Like most good firms , good teams succeed because they not only boast of star players, but also a highly effective team set-up that helps to draw the best out of these superstars
The FIFA World Cup is more than just a contest that decides the best team in international football. It is also a crucible of footballing fire in which players are subject to intense personal scrutiny, estimation and re-estimation. It is where new myths are written, and old myths are put to rest.
So much so that some of the most memorable aspects of every edition of the World Cup are individual performances and records. Roger Milla, Eusebio, Gerd Muller, Diego Maradona, Pele, Salvatore Schillaci, and Paulo Rossi are all players who have become indelibly linked to certain editions of the tournament. Even for players who don’t eventually go on to lift the cup, the World Cup is a launchpad--a moonshot at a chance to play for the biggest clubs in the most lucrative leagues. (Think of El Hadji Diouf at Liverpool. Unless you’re a Liverpool fan. In which case don’t think of that for even a second.)

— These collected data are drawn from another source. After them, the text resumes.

PR #1604, opened 2024-07-25
OAK-10977 - Cleanup IndexDefinition class

nfsantos:
- replace Guava usages with JDK equivalents 
- fix typos
- improve formatting

### DIFF
--- a/oak-search/src/main/java/org/apache/jackrabbit/oak/plugins/index/search/IndexDefinition.java
+++ b/oak-search/src/main/java/org/apache/jackrabbit/oak/plugins/index/search/IndexDefinition.java
@@ -19,29 +19,11 @@
 
 package org.apache.jackrabbit.oak.plugins.index.search;
 
-import java.io.InputStream;
-import java.util.ArrayList;
-import java.util.Collections;
-import java.util.HashMap;
-import java.util.HashSet;
-import java.util.Iterator;
-import java.util.List;
-import java.util.Locale;
-import java.util.Map;
-import java.util.Set;
-import java.util.UUID;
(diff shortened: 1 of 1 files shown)


reschke:
Be careful when replacing `ImmutableList.of()`- in Guava, it preservers iteration ordering...

nfsantos:
> Be careful when replacing `ImmutableList.of()`- in Guava, it preservers iteration ordering...

In the JDK, `List.of` and `List.copyOf` also preserve the order by which the elements are added. The problem might be in replacing a Guava by an JDK Set. In Guava, the iteration order is deterministic, but in the JDK the iteration order changes each time the JVM is restarted (they use some kind of randomness to ensure that users do not rely on a fixed iteration order in sets). 

Tomorrow I will look more carefully at the usages of the sets in this class to make sure no code is depending on the iteration order of sets, which anyway would be a bug.

nfsantos:
> > Be careful when replacing `ImmutableList.of()`- in Guava, it preservers iteration ordering...
> 
> In the JDK, `List.of` and `List.copyOf` also preserve the order by which the elements are added. The problem might be in replacing a Guava by an JDK Set. In Guava, the iteration order is deterministic, but in the JDK the iteration order changes each time the JVM is restarted (they use some kind of randomness to ensure that users do not rely on a fixed iteration order in sets).
> 
> Tomorrow I will look more carefully at the usages of the sets in this class to make sure no code is depending on the iteration order of sets, which anyway would be a bug.

I looked at all the cases of usages of Map or Set, and i did not find any that seemed to be relying on the order of iterations being always the same.

thomasmueller (approved):

PR #1605, opened 2024-07-29
OAK-10875 - unmerged bc on root can make it appear merged

ionutzpi:
If an oak instance crashes during a branch commit, which in turns leaves the bc unmerged - and that branch contained changes on root - it can later result in that unmerged bc to be considered as merged. If that values is then cached before other changes of the branch are read, those other changes are then considered merged even though they never have.


oak-store-document/src/main/java/org/apache/jackrabbit/oak/plugins/document/NodeDocument.java
```diff
@@ -1943,6 +1943,9 @@ public static void setBranchCommit(@NotNull UpdateOp op,
     public static void removeBranchCommit(@NotNull UpdateOp op,
                                           @NotNull Revision revision) {
         checkNotNull(op).removeMapEntry(BRANCH_COMMITS, revision);
+        if (op.getId().equals(Utils.getIdFromPath("/"))) {
+            checkNotNull(op).removeMapEntry(COMMIT_ROOT, revision);
+        }
```
stefan-egli: I think removing the unmerged revision from `_commitRoot` is indeed what we should do. I do however think there is more required than just this. For example the question, what happens to a later resolving of a revision that is then older than sweep but all the info about the revision having been a branch commit is by then gone. That I think requires more testing and dependent on that perhaps another change.

For example what could be done as an alternative to removing `_commitRoot` *and* `_bc` would be to not remove neither - in case of an OAK-10875-type unmerged-bc. That would be somewhat of a step back, but it would clearly mark the revision as unmerged for good. (But I'd prefer a solution where we could remove `_commitRoot` as you did above).

Now one thing we'd need to change though, if we wanted to remove the `_commitRoot` : that shouldn't be done inside `removeBranchCommit` - as these static methos here on NodeDocument are basic operations on the UpdateOp that do only exactly what the method name says, that's a bit the contract of those methods. And also removing a `_commitRoot` as part of removing a `_bc` seems to break that contract.

stefan-egli (commented):
I think the fix should contain 2 main parts:

1. put the repository back into a state where things a proper, in case of a OAK-10875 style "inconsistency". For that I think removing the `_commitRoot` could be a part of it. Added more details to alternatives in the commend below (we could also not remove neither `_commitRoot` nor `_bc`).

2. as a second part though, we'd also have to handle cases where the inconsistency is already done and it's too late to clean up, as we've gone passed that moment (recovery was already done, unmerged bcs already removed). For this I think there could be two sub options:

2a. introduce a type of purgeUnmergedRevisions where we are able to clean up such an inconsistency even if it happened months ago (before the fix we want to introduce here), and thus the `_bc` is already gone. If this were possible, that would be nice, I think.

2b. make the "commit value resolving code" (which is spread over several classes) aware of this type of inconsistency and handle it properly. So that we wouldn't depend on a cleanup.

3. I'm thinking FullGC might also have to be made capable - or could be made capable - of cleaning up this inconsistency. Perhaps as alternative to 2a.

stefan-egli:
Also it might be good to modify the original test to have 2 kinds of tests:

* one that tests normally (basically the current test)
* one that tests when the repository was brought into the corrupted state, without any fix applied yet. Worst case the repository state would need to be created "hard coded" - eg by going through the steps as 1, but then explicitly force the state where `_bc` is removed but `_commitRoot` is not. This would be used to simulate suggested part 2. above.

(perhaps we can come up with a test that ensures that a property created as unmerged bc on root is never treated as committed - even though it is passed sweep rev and no branch commit info is remaining)

ionutzpi:
For the first part I removed the unmerged revision from _commitRoot(I think this is the proper fix to solve the bug).
For the second part, I will create another ticket to restore the state of repository if it is needed.

stefan-egli:
What about splitting the two parts, as you suggested, into two different PRs? I would tend to prefer if OAK-10875 would stay open as I believe both parts are required? But they could certainly be split into two PRs to simplify things. Wdyt?

Btw: there's something odd going on with this PR as it seems to duplicate the original : eg [unmergedBCOnRoot](https://github.com/apache/jackrabbit-oak/blob/trunk/oak-store-document/src/test/java/org/apache/jackrabbit/oak/plugins/document/BranchTest.java#L117) is already there in trunk, but this PR adds it again, same with the changes of FailingDocumentStore. The [CI](https://ci-builds.apache.org/job/Jackrabbit/job/oak-trunk-pr/job/PR-1605/5/cloudbees-pipeline-explorer/?filter=52) currently complains with 
```
[ERROR] /home/jenkins/jenkins-agent/workspace/Jackrabbit_oak-trunk-pr_PR-1605/oak-store-document/src/test/java/org/apache/jackrabbit/oak/plugins/document/BranchTest.java:[317,18] method invalidateCommitValueResolverCache(org.apache.jackrabbit.oak.plugins.document.DocumentNodeStore) is already defined in class org.apache.jackrabbit.oak.plugins.document.BranchTest
```

I think originally the PR was complaining it can't merge due to these duplications - now it doesn't do that anymore. No idea why...

ionutzpi:
Yes. We can have 2 PR for this ticket. The first part can be reviewed. I added a test method for the case where we have unmergedBC but no property set on root in the same BC(it didn't failed).

stefan-egli:
looks like there's some remaining merge conflict

ionutzpi:
It is fine now.

oak-store-document/src/main/java/org/apache/jackrabbit/oak/plugins/document/NodeDocument.java
```diff
@@ -610,6 +610,9 @@ int purgeUncommittedRevisions(final int clusterId, final int batchSize,
             if (!Utils.isCommitted(commitValue) && r.getClusterId() == clusterId && olderThanLastWrittenRootRevPredicate.test(r)) {
                 uniqueRevisions.add(r);
                 removeBranchCommit(op, r);
+                if (op.getId().equals(Utils.getIdFromPath("/"))) {
+                    removeCommitRoot(op, r);
+                }
```
stefan-egli:
```suggestion
                if (op.getId().equals(Utils.getIdFromPath(Path.ROOT))
                        && getLocalCommitRoot().containsKey(r)) {
                    removeCommitRoot(op, r);
                }
```

While this is somewhat of a detail, I think it would make it less intrusive if `removeCommitRoot` was only called when the revision `r` is actually on that document (`this`). Otherwise this is added to many unnecessary cases (where it wouldn't necessarily do harm, but be unnecessary). Wdyt?

oak-store-document/src/test/java/org/apache/jackrabbit/oak/plugins/document/BranchTest.java
```diff
@@ -56,6 +56,12 @@ public class BranchTest {
     @Rule
     public DocumentMKBuilderProvider builderProvider = new DocumentMKBuilderProvider();
 
+    @Before
+    public void before() {
```
stefan-egli:
```suggestion
    @After
    public void after() {
```

Shouldn't this be in an after method rather than before?

stefan-egli (commented):
I'd have one suggestion for consideration, otherwise looking good.

oak-store-document/src/test/java/org/apache/jackrabbit/oak/plugins/document/BranchTest.java
stefan-egli: (or there could be before and after, but only a before leaves state changed for other upcoming unit tests)

oak-store-document/src/main/java/org/apache/jackrabbit/oak/plugins/document/NodeDocument.java
ionutzpi: Done. It is fine for me.

oak-store-document/src/test/java/org/apache/jackrabbit/oak/plugins/document/BranchTest.java
ionutzpi: Done. I put it in after method.

oak-store-document/src/main/java/org/apache/jackrabbit/oak/plugins/document/NodeDocument.java
stefan-egli: (going to close this conversation here, which was primarily about part 1 - for which now I think the way the PR is now is fine)

stefan-egli:
waiting for tests to succeed (or only have unrelated flakyness) before approving/merging next

stefan-egli:
failure seems unrelated :
```
[ERROR] Process Exit Code: 143
[ERROR] Crashed tests:
[ERROR] org.apache.jackrabbit.oak.jcr.RepositoryTest
[ERROR] org.apache.maven.surefire.booter.SurefireBooterForkException: The forked VM terminated without properly saying goodbye. VM crash or System.exit called?
[ERROR] Command was /bin/sh -c cd /home/jenkins/workspace/Jackrabbit_oak-trunk-pr_PR-1605/oak-jcr && /usr/local/asfpackages/java/adoptium-jdk-11.0.16.1+1/bin/java -javaagent:/home/jenkins/maven-repositories/1/org/jacoco/org.jacoco.agent/0.8.12/org.jacoco.agent-0.8.12-runtime.jar=destfile=/home/jenkins/workspace/Jackrabbit_oak-trunk-pr_PR-1605/oak-jcr/target/coverage-reports/jacoco-ut.exec -Xmx512m -XX:+HeapDumpOnOutOfMemoryError -Dupdate.limit=100 -Djava.awt.headless=true -jar /home/jenkins/workspace/Jackrabbit_oak-trunk-pr_PR-1605/oak-jcr/target/surefire/surefirebooter9881064834527679463.jar /home/jenkins/workspace/Jackrabbit_oak-trunk-pr_PR-1605/oak-jcr/target/surefire 2024-08-21T14-23-22_802-jvmRun1 surefire1194720512709980725tmp surefire_011467686415861265474tmp
```

stefan-egli (approved):

PR #1612, opened 2024-07-30
OAK-10989 - Performance improvements to JSON parsing

nfsantos:
In JsonDeserializer:
- when reading a property, check for the most common types first (String).
- make instances reusable by creating a new MemoryNodeBuilder for every call to deserialize
- Remove usages of Guava collections.
- Move the methods in the inner class DeserializationSupport to top level methods in JsonDeserializer, as these inner class was not accessed anywhere outside JsonDeserializer and did not contain any state.

### DIFF
--- a/oak-store-spi/src/main/java/org/apache/jackrabbit/oak/json/JsonDeserializer.java
+++ b/oak-store-spi/src/main/java/org/apache/jackrabbit/oak/json/JsonDeserializer.java
@@ -19,12 +19,12 @@
 
 package org.apache.jackrabbit.oak.json;
 
+import java.util.ArrayList;
 import java.util.List;
 import java.util.Set;
 
 import javax.jcr.PropertyType;
 
-import org.apache.jackrabbit.guava.common.collect.Lists;
 import org.apache.jackrabbit.oak.api.PropertyState;
 import org.apache.jackrabbit.oak.api.Type;
 import org.apache.jackrabbit.oak.commons.LongUtils;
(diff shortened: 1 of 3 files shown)


oak-store-spi/src/main/java/org/apache/jackrabbit/oak/json/JsonDeserializer.java
```diff
@@ -39,49 +39,67 @@
...
 
-    public JsonDeserializer(BlobDeserializer blobHandler) {
-        this(blobHandler, EMPTY_NODE.builder(), DeserializationSupport.INSTANCE);
+    private static boolean hasOrderableChildren(NodeBuilder builder) {
+        PropertyState primaryType = builder.getProperty(JCR_PRIMARYTYPE);
+        return primaryType != null && ORDERABLE_TYPE.equals(primaryType.getValue(Type.NAME));
+    }
+
+    private static boolean hasSingleColon(String jsonString) {
+        // In case the primaryType was encoded then it would be like
```
thomasmueller, line 69: What about using two indexOf operations instead? E.g. one to get the first colon, another to get the last, and then check if they are equal. I think that would be simpler and faster. Ah I see it's just code that is moved around...

thomasmueller (approved):

oak-store-spi/src/main/java/org/apache/jackrabbit/oak/json/JsonDeserializer.java
nfsantos: Yes, I moved it from the bottom of the class to be at the top, as is the convention for static code.
Your proposed solution might indeed be faster, given that `indexOf()` is intrinsified, so it is executed with native code, likely using vector instructions. This should be faster than a loop on `charAt()`. Might be worth to explore, although the gains might not be large because property names are usually small.

PR #1621, opened 2024-08-02
OAK-10999 - indexing-job: report nodes that take the longest to index

nfsantos:
- Log any document that takes more than 1 second to index.
- Log the top 20 slowest documents at the end of indexing.


reschke (commented):
Do we really need "nanoTime" here?

nfsantos:
> Do we really need "nanoTime" here?

`System.currentTimeMillis()` is not guaranteed to be monotonically increasing or to match the real elapsed time, so for tracking times `nanoTime()` is the only one that will provide accurate results in all conditions.

reschke:
> System.currentTimeMillis() is not guaranteed to be monotonically increasing or to match the real elapsed time

But that is only true when somebody changed the system clock; if this bothers us, there are probably many places in the code base we need to adjust...

nfsantos:
> > System.currentTimeMillis() is not guaranteed to be monotonically increasing or to match the real elapsed time
> 
> But that is only true when somebody changed the system clock; if this bothers us, there are probably many places in the code base we need to adjust...

Or when NTP adjusts the clock. Or in another situations that we may not be considering. For me the important point is that the specification of `System.currentTimeMillis()` does not give enough guarantees to be sure that the elapsed time is accurate, so I will not use it for that purpose. I don't think we should make assumptions about the situations where the results will be inaccurate and say that it will never happen in our case. It may even be true now, but change in the future. So I prefer to program to the specification and `System.nanoTime()` is what guarantees accurate calculation of elapsed time.

And I do think we should not make use of `System.currentTimeMillis()` to measure times, but this is up to the owners of those modules to decide. The chances of this causing us problems are small, especially that in most cases the results are only used for human consumption.

oak-run-commons/src/main/java/org/apache/jackrabbit/oak/index/indexer/document/DocumentStoreIndexerBase.java
```diff
@@ -107,6 +107,8 @@ public abstract class DocumentStoreIndexerBase implements Closeable {
     protected final IndexerSupport indexerSupport;
     private static final int MAX_DOWNLOAD_ATTEMPTS = Integer.parseInt(System.getProperty("oak.indexer.maxDownloadRetries", "5")) + 1;
 
+    private static final int TOP_SLOWEST_PATHS_TO_LOG = 20;
```
nit0906: should we make this configurable ?

oak-run-commons/src/main/java/org/apache/jackrabbit/oak/index/indexer/document/DocumentStoreIndexerBase.java
```diff
@@ -350,15 +352,29 @@ public void reindex() throws CommitFailedException, IOException {
...
+                        // inaccuracy will not significantly change the results.
+                        long entryEnd = System.nanoTime();
+                        long elapsedMillis = (entryEnd - entryStart) / 1_000_000;
+                        entryStart = entryEnd;
+                        slowestTopKElements.add(entry.getPath(), elapsedMillis);
+                        if (elapsedMillis > 1000) {
+                            log.info("Indexing {} took {} ms", entry.getPath(), elapsedMillis);
+                        }
                     }
+                    log.info("Top slowest nodes to index (ms): {}", slowestTopKElements);
```
nit0906, line 377: Would it make sense to log the content of the nodes as well ?

oak-run-commons/src/main/java/org/apache/jackrabbit/oak/index/indexer/document/TopKSlowestPaths.java
```diff
@@ -0,0 +1,70 @@
...
+            this.timeMillis = timeMillis;
+        }
+
+        @Override
+        public int compareTo(PathAndTime o) {
+            return Long.compare(timeMillis, o.timeMillis);
+        }
+
+        @Override
+        public String toString() {
```
nit0906, line 45: Would it make sense to log the node content as well ?

oak-run-commons/src/main/java/org/apache/jackrabbit/oak/index/indexer/document/DocumentStoreIndexerBase.java
```diff
@@ -350,15 +352,29 @@ public void reindex() throws CommitFailedException, IOException {
             INDEXING_PHASE_LOGGER.info("[TASK:INDEXING:START] Starting indexing");
             Stopwatch indexerWatch = Stopwatch.createStarted();
             try {
-
                 if (flatFileStores.size() > 1) {
                     indexParallel(flatFileStores, indexer, progressReporter);
                 } else if (flatFileStores.size() == 1) {
                     FlatFileStore flatFileStore = flatFileStores.get(0);
+                    TopKSlowestPaths slowestTopKElements = new TopKSlowestPaths(TOP_SLOWEST_PATHS_TO_LOG);
```
Amoratinos, line 360: Why not accommodate the `IndexingProgressReporter` to provide this information?

oak-run-commons/src/main/java/org/apache/jackrabbit/oak/index/indexer/document/DocumentStoreIndexerBase.java
nfsantos: Done.

oak-run-commons/src/main/java/org/apache/jackrabbit/oak/index/indexer/document/TopKSlowestPaths.java
nfsantos: I don't think it is necessary or advisable. Once we know what are the paths of the nodes, we can easily retrieve the node from the backing store and investigate further. And as we can't log the full contents of the node, we would have to select which parts to log, and we risk not to include the relevant information. But I think the more important reason not to log the contents is that we would be exposing more customer information on the logs, which we should avoid as much as possible.

oak-run-commons/src/main/java/org/apache/jackrabbit/oak/index/indexer/document/DocumentStoreIndexerBase.java
nfsantos: It seems to me that adapting `IndexingProgressReporter` to expose this information would require some refactoring. I'd rather keep this simple and orthogonal to existing mechanisms, at least until being more sure of the value of logging the slowest elements.

thomasmueller (approved):

nit0906 (approved):

PR #1622, opened 2024-08-02
OAK-11000: Test coverage for common JCR operations related to importing content

reschke:


oak-jcr/src/test/java/org/apache/jackrabbit/oak/jcr/ImportOperationsTest.java
```diff
@@ -0,0 +1,222 @@
...
+import org.junit.Test;
+
+/**
+ * Test coverage for common JCR operations related to importing content.
+ * <p>
+ * Note that the purpose of these tests is not to check conformance with the JCR
+ * specification, but to observe the actual behavior of the implementation
+ * (which may be hard to change).
+ */
+public class ImportOperationsTest extends AbstractRepositoryTest {
```
kwin: The class name is confusing to me. What about ProtectedPropertyTest because IIUC this is mainly about jcr:uuid and jcr:created for cases when both become protected.

oak-jcr/src/test/java/org/apache/jackrabbit/oak/jcr/ImportOperationsTest.java
```diff
@@ -0,0 +1,222 @@
...
+    public void jcrMixinCreatedOnNtUnstructured() throws RepositoryException {
+        Node test = testNode.addNode(TEST_NODE_NAME, NodeType.NT_UNSTRUCTURED);
+        try {
+            test.setProperty("jcr:created", false);
+            session.save();
+            test.addMixin(NodeType.MIX_CREATED);
+            session.save();
+            // surprise: setting the mixin succeeds, and the subsequent state of
+            // the node is inconsistent with the mixin's type definition
+            assertEquals(false, test.getProperty("jcr:created").getBoolean());
```
kwin: https://developer.adobe.com/experience-manager/reference-materials/spec/jcr/2.0/3_Repository_Model.html#3.7.11.7%20mix:created says:

> In cases where this mixin is added to an already existing node the semantics of these properties are implementation specific (see §10.10.3 Assigning Mixin Node Types).

oak-jcr/src/test/java/org/apache/jackrabbit/oak/jcr/ImportOperationsTest.java
```diff
@@ -0,0 +1,222 @@
...
+        Node test = testNode.addNode(TEST_NODE_NAME, NodeType.NT_UNSTRUCTURED);
+        try {
+            String testUuid = UUID.randomUUID().toString();
+            test.setProperty("jcr:uuid", testUuid);
+            session.save();
+            test.addMixin(NodeType.MIX_REFERENCEABLE);
+            session.save();
+            // surprise: setting the mixin succeeds, and the subsequent state of
+            // the node doesn't have an autocreated UUID
+            assertEquals(testUuid, test.getProperty("jcr:uuid").getString());
```
kwin: why should it get a new id assigned if the previous one does not have any conflicts? I think a test where you assign an already taken value and later on add the mixin is more interesting.

oak-jcr/src/test/java/org/apache/jackrabbit/oak/jcr/ImportOperationsTest.java
```diff
@@ -0,0 +1,222 @@
...
+        Node test = testNode.addNode(TEST_NODE_NAME, NodeType.NT_UNSTRUCTURED);
+        test.addMixin(NodeType.MIX_REFERENCEABLE);
+        session.save();
+        try {
+            String testUuid = UUID.randomUUID().toString();
+            test.setProperty("jcr:uuid", testUuid);
+            session.save();
+            fail("Setting jcr:uuid after adding mixin:referenceable should fail");
+        } catch (ConstraintViolationException ex) {
+            // expected
```
kwin: This is IMHO mandated by the JCR spec as mix:referenceable defines jcr:uuid as protected (so this test rather belongs to the JCR TCK)

oak-jcr/src/test/java/org/apache/jackrabbit/oak/jcr/ImportOperationsTest.java
```diff
@@ -0,0 +1,222 @@
...
+            Node check = session.getNodeByIdentifier(testUuid);
+            assertTrue(test.isSame(check));
+        } finally {
+            test.remove();
+            session.save();
+        }
+    }
+
+    @Test
+    public void jcrMixinReferenceableOnNtUnstructuredAfterRemovingMixinButDanglingReference() throws RepositoryException {
```
kwin: JCR TCK?

oak-jcr/src/test/java/org/apache/jackrabbit/oak/jcr/ImportOperationsTest.java
kwin: Maybe even split up general protected properties from jcr:uuid into dedicated test classes make sense because the latter imposes additional restrictions.

oak-jcr/src/test/java/org/apache/jackrabbit/oak/jcr/ImportOperationsTest.java
reschke: ok

oak-jcr/src/test/java/org/apache/jackrabbit/oak/jcr/ImportOperationsTest.java
reschke: If it's there we could drop it.

oak-jcr/src/test/java/org/apache/jackrabbit/oak/jcr/ImportOperationsTest.java
reschke: Done the remaining; let's discuss splitting later on.

oak-jcr/src/test/java/org/apache/jackrabbit/oak/jcr/ImportOperationsTest.java
reschke: well, the spec requires the jcr:uuid to be "autocreated", which IMHO does not mean "supplied by the caller". I *do* agree that another test would be helpful here.

oak-jcr/src/test/java/org/apache/jackrabbit/oak/jcr/ImportOperationsTest.java
reschke: Maybe; if you can find it. For now I'll leave it here, because having related tests in different places doesn't seem to be helpful.

oak-jcr/src/test/java/org/apache/jackrabbit/oak/jcr/ImportOperationsTest.java
reschke: Done (and confirmed that this fails with exception, altough it happes early - before mixin:ref was added).

stefan-egli:
Just to mention one further, somewhat brutal, option : Equivalent to temporarily removing the `mix:referenceable` (with the goal to allow changing the `jcr:uuid`) would be to temporarily change the primaryType to an unprotected one that would allow changing the `jcr:uuid`. That could be achieved either by using a hard-coded raw type (eg `nt:unstructured`, `oak:Unstructured` depending on orderable or not) - or by temporarily adding an node type that extends the existing one, and in the temporary one make `jcr:uuid` not protected, eg:
```
            NodeTypeTemplate unprotectedNTT = ntMgr.createNodeTypeTemplate();
            unprotectedNTT.setName(tmpNodeTypeName);
            unprotectedNTT.setDeclaredSuperTypeNames(new String[] {primaryType.getName()});
            PropertyDefinitionTemplate pdt = ntMgr.createPropertyDefinitionTemplate();
            pdt.setName("jcr:uuid");
            pdt.setProtected(false);
            unprotectedNTT.getPropertyDefinitionTemplates().add(pdt);
            session.getWorkspace().getNodeTypeManager().registerNodeType(unprotectedNTT, true);
            target.setPrimaryType(unprotectedNTT.getName());
            target.setProperty("jcr:uuid", newUUID);
            target.setPrimaryType(primaryType.getName());
            session.getWorkspace().getNodeTypeManager().unregisterNodeType(unprotectedNTT.getName());
            session.save();
```

reschke:
The first two options would be problematic if the parent node requires a certain type (ack @kwin :-). The latter would work if extending a type would indeed allow "unprotecting" a property...

stefan-egli:
unprotecting does work - I tested with the snipped added previously - it's just a bit ... brutal

oak-jcr/src/test/java/org/apache/jackrabbit/oak/jcr/ProtectedPropertyTest.java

All of which might make you think that the World Cup is the ideal venue for good teams with one or two superstars to sweep to victory. But in fact things aren’t that simple. If they were, both Lionel Messi and Cristiano Ronaldo would have a few additions to their trophy cabinets by now.
In fact there is a certain ‘corporate’ logic to the way in which the best football teams achieve success at the FIFA World Cup tournament. Like most good companies, good teams succeed because they not only boast star players, but also a highly effective team setup that helps to draw the best out of these individual superstars.
Or to put it in another way--a Messi alone does not a World Cup winning team make.
Consider the victorious German campaign in 2014.
James Rodriguez, a Colombian, top-scored in that tournament with 6 goals. Germany’s Thomas Muller came second with 5. Lionel Messi won 4 Man of the Match awards--remarkable considering that Argentina only payed 7 matches in the tournament. No German came close, with Mario Gotze and Thomas Muller each winning 2 MOM awards each. Germany kept 4 clean sheets, but then so did the Netherlands and Argentina. A post-tournament All-Star Team put together by sponsors Castrol, using a proprietary Castrol Performance Index, featured five German players, but not Mario Gotze.
One way of reading all these statistics is that Germany won that tournament because they were able to generate consistent performances across the length and breadth of their squad without overly depending on a single player. Adjust the outrageous 7-1 win against Brazil, and Germany has even fewer individual outliers.
The statistics for the 2010 World Cup in South Africa can be read in similar fashion. Spain won that World Cup scoring just 8 goals. And player with the most Man of the Match awards? The dutchman Wesley Sneijder.
Indeed, smart punters will do well to keep an eye on that Man of the Match table in Russia. If Messi or Ronaldo are to really finally take a World Cup winner’s medal, they will hope that it’s not their names on the top of that list.
As any titan of the corporate world will tell you, stars win battles, but only teams win wars. Things will be no different in Russia.